Low p95 for API/payments: dedicated QoS class, Anycast endpoints, latency-routing on DNS/GSLB.
PSP/provider whitelists: fixed egress-IP, redundant pools, fast switching.
Peak events: headroom ≥ 30% by Spine↔Leaf links, handles to turn off the bulk class.
Regulatory/PII: VRF isolation, e2e encryption, strict ACLs between zones.

Mini playbooks

1) Rapid withdraw Anycast on degradation

1. Health-check

2) Traffic transfer to the backup aplink

1. Lower the LocalPref of the main → 2) raise at the standby → 3) observe losses/RTT → 4) fix changes.

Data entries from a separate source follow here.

PR #11287, opened 2025-11-20
fix: typing mismatch for empty strings being treated as undefined

WhatCats:
## Problem
At the moment methods like `GuildMemberManager:fetch` that have an optional string parameter are doing a falsy check for if the parameter was omitted. But consider the following typescript code:
```ts
const id: string = ""
const member: GuildMember = await guild.members.fetch(id)
```
According to the typings `member` should be a `GuildMember` but its actually a `Collection<Snowflake, GuildMember>` because the empty string is falsy (this is why we love JS).

## My Suggestion
Do more exact undefined/null checks.
(I might not have found every place this is an issue)


almeidx:
Personally, I think this is a step in the right direction. However, I don't think this change alone is enough, as it will potentially bring different issues. For instance, passing an empty string to `RoleManager#fetch()` will now make a request to the Get Guild Role**s** endpoint, but through the Get Guild Role path internally. This will mean the endpoint will return a different body than expected, which might create worse errors that are harder to pinpoint.

To fix that, we should make further changes here. For instance, modifying the `resolveId()` method of managers to return `null` for empty strings. This solves the issue I mentioned in most places, but there are still some places that do not make use of this method (e.g., the RoleManager), so those places would have to be modified to make use of it.

WhatCats:
> For instance, passing an empty string to `RoleManager#fetch()` will now make a request to the Get Guild Role**s** endpoint, but through the Get Guild Role path internally. 

I think I understand so the original idea was that you would query the empty string with Discord but your saying since the endpoint is `/guild_id/roles/role_id` if you pass an empty string it would result  in `/guild_id/roles/` which is a different endpoint.

*Side Note: This makes me think the REST package shouldn't allow empty strings so you don't accidentally call a different endpoint.*

> To fix that, we should make further changes here. For instance, modifying the `resolveId()` method of managers to return `null` for empty strings.

I did consider this but then you would still end up explicitly calling the fetch-all endpoint for empty strings which is a problem as I originally described. 

I'm thinking maybe it would make sense to throw a Discord like error for empty strings manually (like you would get if you passed any other non-snowflake string to the API because we can't actually pass the empty string because it would be interpreted as a different endpoint).

almeidx:
> I'm thinking maybe it would make sense to throw a Discord like error for empty strings manually (like you would get if you passed any other non-snowflake string to the API because we can't actually pass the empty string because it would be interpreted as a different endpoint).

We *could* throw an error in `resolveId()` if the input is a primitive value that is not a non-empty string

WhatCats:
~Also, I just realized it would be very easy to accidentally pass unsanitized user input into the URL since IDs are represented as strings. For example, if you want to check whether a user exists, you might naturally write `users.fetch(input)`. The fact that input is ultimately interpolated into the URL is essentially an implementation detail, so it’s easy for someone using the API not to realize they’re introducing unsanitized input into a URL path. So I am thinking the routes should also do `encodeURIComponent` or some sort of snowflake test and fast fail.~

Correction:
- The discord-api-types Routes already handle path sanitization.
- Passing empty strings to the Routes is fine because:
```ts
console.log(Routes.guildRole("123", ""))
```
resolves to `https://discord.com/api/v10/guilds/123/roles/`
instead of `https://discord.com/api/v10/guilds/123/roles`
which gets the expected Not Found result (if a valid Guild ID is supplied)  instead of fetching all the guild roles.

WhatCats:
> For instance, passing an empty string to RoleManager#fetch() will now make a request to the Get Guild Roles endpoint, but through the Get Guild Role path internally. This will mean the endpoint will return a different body than expected, which might create worse errors that are harder to pinpoint.

@almeidx  I believe this is resolved by:
```ts
console.log(Routes.guildRole("123", ""))
```
Resolves to `https://discord.com/api/v10/guilds/123/roles/`
instead of `https://discord.com/api/v10/guilds/123/roles`
which gets the expected Not Found result (if a valid Guild ID is supplied)  instead of fetching all the guild roles.

### Final Changes:
- Argument guards (options / id) now use strict === undefined / !== undefined. The typings only allow the parameter to be omitted (never null), so undefined is the exact "no argument" signal, and a falsy ID like "" correctly routes to a single fetch.
- Resolved-id checks use strict  !== null, since resolveId returns the string as-is (including "") and only null on failure.
- All affected managers have been updated.

PR #11290, opened 2025-11-21
fix(builders): add proper snowflake validation

### LINKED ISSUE #11289: In multiple instances, builders just uses z.string() for Snowflakes

builders

### Issue description

One of many examples

https://github.com/discordjs/discord.js/blob/0b122633717bfa9f3a0ffe71a33c32f7afc319df/packages/builders/src/components/Assertions.ts#L67

### Versions

Current main branch of builders

### Issue priority

Medium (should be fixed soon)

Not applicable

Not applicable

0b122633717bfa9f3a0ffe71a33c32f7afc319df

rie03p:
close #11289

This PR adds proper Snowflake validation to the builders package. Previously, multiple instances were using plain `z.string()` for Snowflake IDs, which didn't validate that the values are numeric strings as required by Discord's Snowflake format.

Changes:

- Added `snowflakePredicate` (`z.string().regex(/^\d{17,20}$/)`) to validate Snowflake format
- Replaced `z.string()` with `snowflakePredicate` in:
  - `emojiPredicate.id`
  - `buttonPremiumPredicate.sku_id`
  - `default_values.id` for channel, mentionable, role, and user select menu predicates

### DIFF
--- a/packages/builders/src/Assertions.ts
+++ b/packages/builders/src/Assertions.ts
@@ -3,7 +3,7 @@ import { z } from 'zod';
 
 export const idPredicate = z.int().min(0).max(2_147_483_647).optional();
 export const customIdPredicate = z.string().min(1).max(100);
-export const snowflakePredicate = z.string().regex(/^(?:0|[1-9][0-9]*)$/);
+export const snowflakePredicate = z.string().regex(/^(?:0|[1-9]\d*)$/);
 
 export const memberPermissionsPredicate = z.coerce.bigint();
 


Jiralite:
@rie03p looks like something is not quite right because tests are failing, may need to update them?

rie03p:
@Jiralite You're right! The validation is now working correctly and rejecting invalid IDs like 'hi!' and '0'. I've updated the existing tests to use valid IDs (numbers or proper snowflakes) so they pass with the new validation.

packages/builders/src/Assertions.ts
```diff
@@ -3,6 +3,7 @@ import { z } from 'zod';
 
 export const idPredicate = z.int().min(0).max(2_147_483_647).optional();
 export const customIdPredicate = z.string().min(1).max(100);
+export const snowflakePredicate = z.string().regex(/^\d{17,20}$/);
```
almeidx:
```suggestion
export const snowflakePredicate = z.string().regex(/^[1-9]\d{16,18}$/);
```

almeidx (dismissed):

rie03p:
I’ve fixed the tests that were failing.

packages/builders/src/Assertions.ts
```diff
@@ -3,6 +3,7 @@ import { z } from 'zod';
 
 export const idPredicate = z.int().min(0).max(2_147_483_647).optional();
 export const customIdPredicate = z.string().min(1).max(100);
+export const snowflakePredicate = z.string().regex(/^[1-9]\d{16,18}$/);
```
vladfrangu:
```suggestion
export const snowflakePredicate = z.string().regex(/^[0-9]\d{16,19}$/);
```

Jiralite: 0 is perfectly valid at the start?

Also, disagree on increasing the limit. The API doesn't even accept snowflakes that large...

vladfrangu: > 0 is perfectly valid at the start?

I do not like that we have that at the start, I completely missed that its two parts... But also why not? _technically_ even `0` is a valid snowflake (and can be used in pagination to use as a starting point)

Jiralite: This is builders though. Snowflakes here are not used for pagination. They're used for emoji ids, select menus (role ids, channel ids, and user ids)... I'd argue someone is building something not at the start of Discord's time, so realistically, `0` is invalid.

If in the future, we ever make builders for methods that use pagination, we can revisit this?

vladfrangu: 🤷, my two cents is that this should've been `\d{17,20}` and not overly complex but w/e (plus for attachments it can literally be just `\d+` when creating)...

And before you argue for attachments that it cannot be `\d+` bc the spec says so -> API cares about the limit, not the ID last I checked

Jiralite: Creating attachments will allow `0`:

https://github.com/discordjs/discord.js/blob/02fc101069aed994f7ee4579d114706047025ddd/packages/builders/src/messages/Assertions.ts#L18

When you edit attachments, you include the attachment id to keep, which again, can't be `0`.

vladfrangu: This PR alters that too, soo maybe that needs to be undone? Also you miss the point, the string `"0"` will work too

Jiralite: It alters it because we're being strict on input: snowflakes for editing and numbers for uploading, which is the documented way.

> Also you miss the point, the string "0" will work too

`0` actually gets set to `undefined`:

https://github.com/discordjs/discord.js/blob/02fc101069aed994f7ee4579d114706047025ddd/packages/builders/src/messages/Attachment.ts#L151

Is... is that an issue?

Someone _shouldn't_ be passing `"0"` though, right? That seems like a mistake...

didinele: > Someone shouldn't be passing "0" though, right? That seems like a mistake...

yup. it should be `0` (number)

IMO the meaning of the ID is either snowflake (as in, literal, actual snowflake when editing, already uploaded attachment) or index, as in "im uploading this now, its the nth file"

re the code, yes. that's a bad falsy check

Jiralite: Opened #11314 to track that.

almeidx: I'm down to change this regex to the one from the spec.

https://github.com/discord/discord-api-spec/blob/28ef48483b4745bcf176b2b53b931a27142e2f55/specs/openapi.json#L33311-L33315

Jiralite: @vladfrangu If you are fine with the above, mind applying one of these?

```suggestion
export const snowflakePredicate = z.string().regex(/^(?:0|[1-9][0-9]*)$/);
```

```suggestion
export const snowflakePredicate = z.string().regex(/^(?:0|[1-9]\d{16,18})$/);
```

PR #11291, opened 2025-11-21
fix(builders): improve component validation predicates

hakkiai:
Fixed the incorrect Zod usage in the component predicates. Replaced the invalid
`z.literal([...])` patterns with proper unions, switched to `z.nativeEnum` for
runtime enums, and moved the old `.check()` logic to `superRefine()`.

This cleans up the schemas and fixes the issue with select menu default values.

- fixes:#11289

### DIFF
--- a/packages/builders/src/components/Assertions.ts
+++ b/packages/builders/src/components/Assertions.ts
@@ -62,7 +62,7 @@ const selectMenuBasePredicate = z.strictObject({
 
 export const selectMenuChannelPredicate = selectMenuBasePredicate.extend({
 	type: z.literal(ComponentType.ChannelSelect),
-	channel_types: z.nativeEnum(ChannelType).array().optional(),
+	channel_types: z.enum(ChannelType).array().optional(),
 	default_values: z
 		.strictObject({ id: snowflakePredicate, type: z.literal(SelectMenuDefaultValueType.Channel) })
 		.array()
@@ -75,10 +75,7 @@ export const selectMenuMentionablePredicate = selectMenuBasePredicate.extend({
 	default_values: z
 		.strictObject({
 			id: snowflakePredicate,
-			type: z.union([
-				z.literal(SelectMenuDefaultValueType.Role),
-				z.literal(SelectMenuDefaultValueType.User),
-			]),
+			type: z.literal([SelectMenuDefaultValueType.Role, SelectMenuDefaultValueType.User]),
 		})
 		.array()
 		.max(25)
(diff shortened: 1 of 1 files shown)


packages/builders/src/components/Assertions.ts
```diff
@@ -104,68 +107,54 @@ export const selectMenuStringPredicate = selectMenuBasePredicate
...
 	components: z.union([
 		z
-			.object({ type: z.literal(ComponentType.Button) })
+			.strictObject({ type: z.literal(ComponentType.Button) })
 			.array()
 			.min(1)
 			.max(5),
 		z
-			.object({
-				type: z.literal([
```
Qjuh, line 162: The `literal([...])` syntax is fine and encouraged in zod 4.

packages/builders/src/components/Assertions.ts
```diff
@@ -62,9 +62,9 @@ const selectMenuBasePredicate = z.object({
 
 export const selectMenuChannelPredicate = selectMenuBasePredicate.extend({
 	type: z.literal(ComponentType.ChannelSelect),
-	channel_types: z.enum(ChannelType).array().optional(),
+	channel_types: z.nativeEnum(ChannelType).array().optional(),
```
Qjuh: `nativeEnum()` is deprecated in zod v4, `enum()` was correct here, as it is overloaded to also do this in v4.

packages/builders/src/components/Assertions.ts
```diff
@@ -73,9 +73,12 @@ export const selectMenuChannelPredicate = selectMenuBasePredicate.extend({
 export const selectMenuMentionablePredicate = selectMenuBasePredicate.extend({
 	type: z.literal(ComponentType.MentionableSelect),
 	default_values: z
-		.object({
-			id: z.string(),
-			type: z.literal([SelectMenuDefaultValueType.Role, SelectMenuDefaultValueType.User]),
```
Qjuh, line 78: Also was fine with `literal([...])` before

hakkiai:
Thank you for the clarification @Qjuh 

- I actually see now that z.literal([...]) and z.enum() were already working correctly in v4. I've reverted those changes.

- I've kept the .strictObject() fixes (which was the original bug) and the snowflakePredicate usage for proper Discord ID validation. Is my current applied approach correct now? 

- Fixes:#11289

Qjuh:
As far as I can see the main aspect of this PR has been done and merged by #11290 already. The change from `check()` to `superRefine()` is merely syntactical sugar (since `superRefine` calls `check` internally to do the exact same thing). So the only thing this really changes are the `strictObject` assertions, but I don't see what issue they fix, as that would only make it throw instead of stripping extraneous properties.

3) "Hot" factory expansion

1. Add Spine, connect all Leaf → 2) add Leaf pairs in racks → 3) iBGP/OSPF neighborhood, check ECMP entropy → 4) load transfer.

Result

The stable network is Leaf-Spine + ECMP, EVPN/VXLAN for flexible L2/L3 multi-lease, BGP policies and fast failover under metric control. Add competent IPAM, QoS, RPKI/filters, automated communication health→routing and live runbooks - and your platform will predictably deliver traffic even in the hottest hour.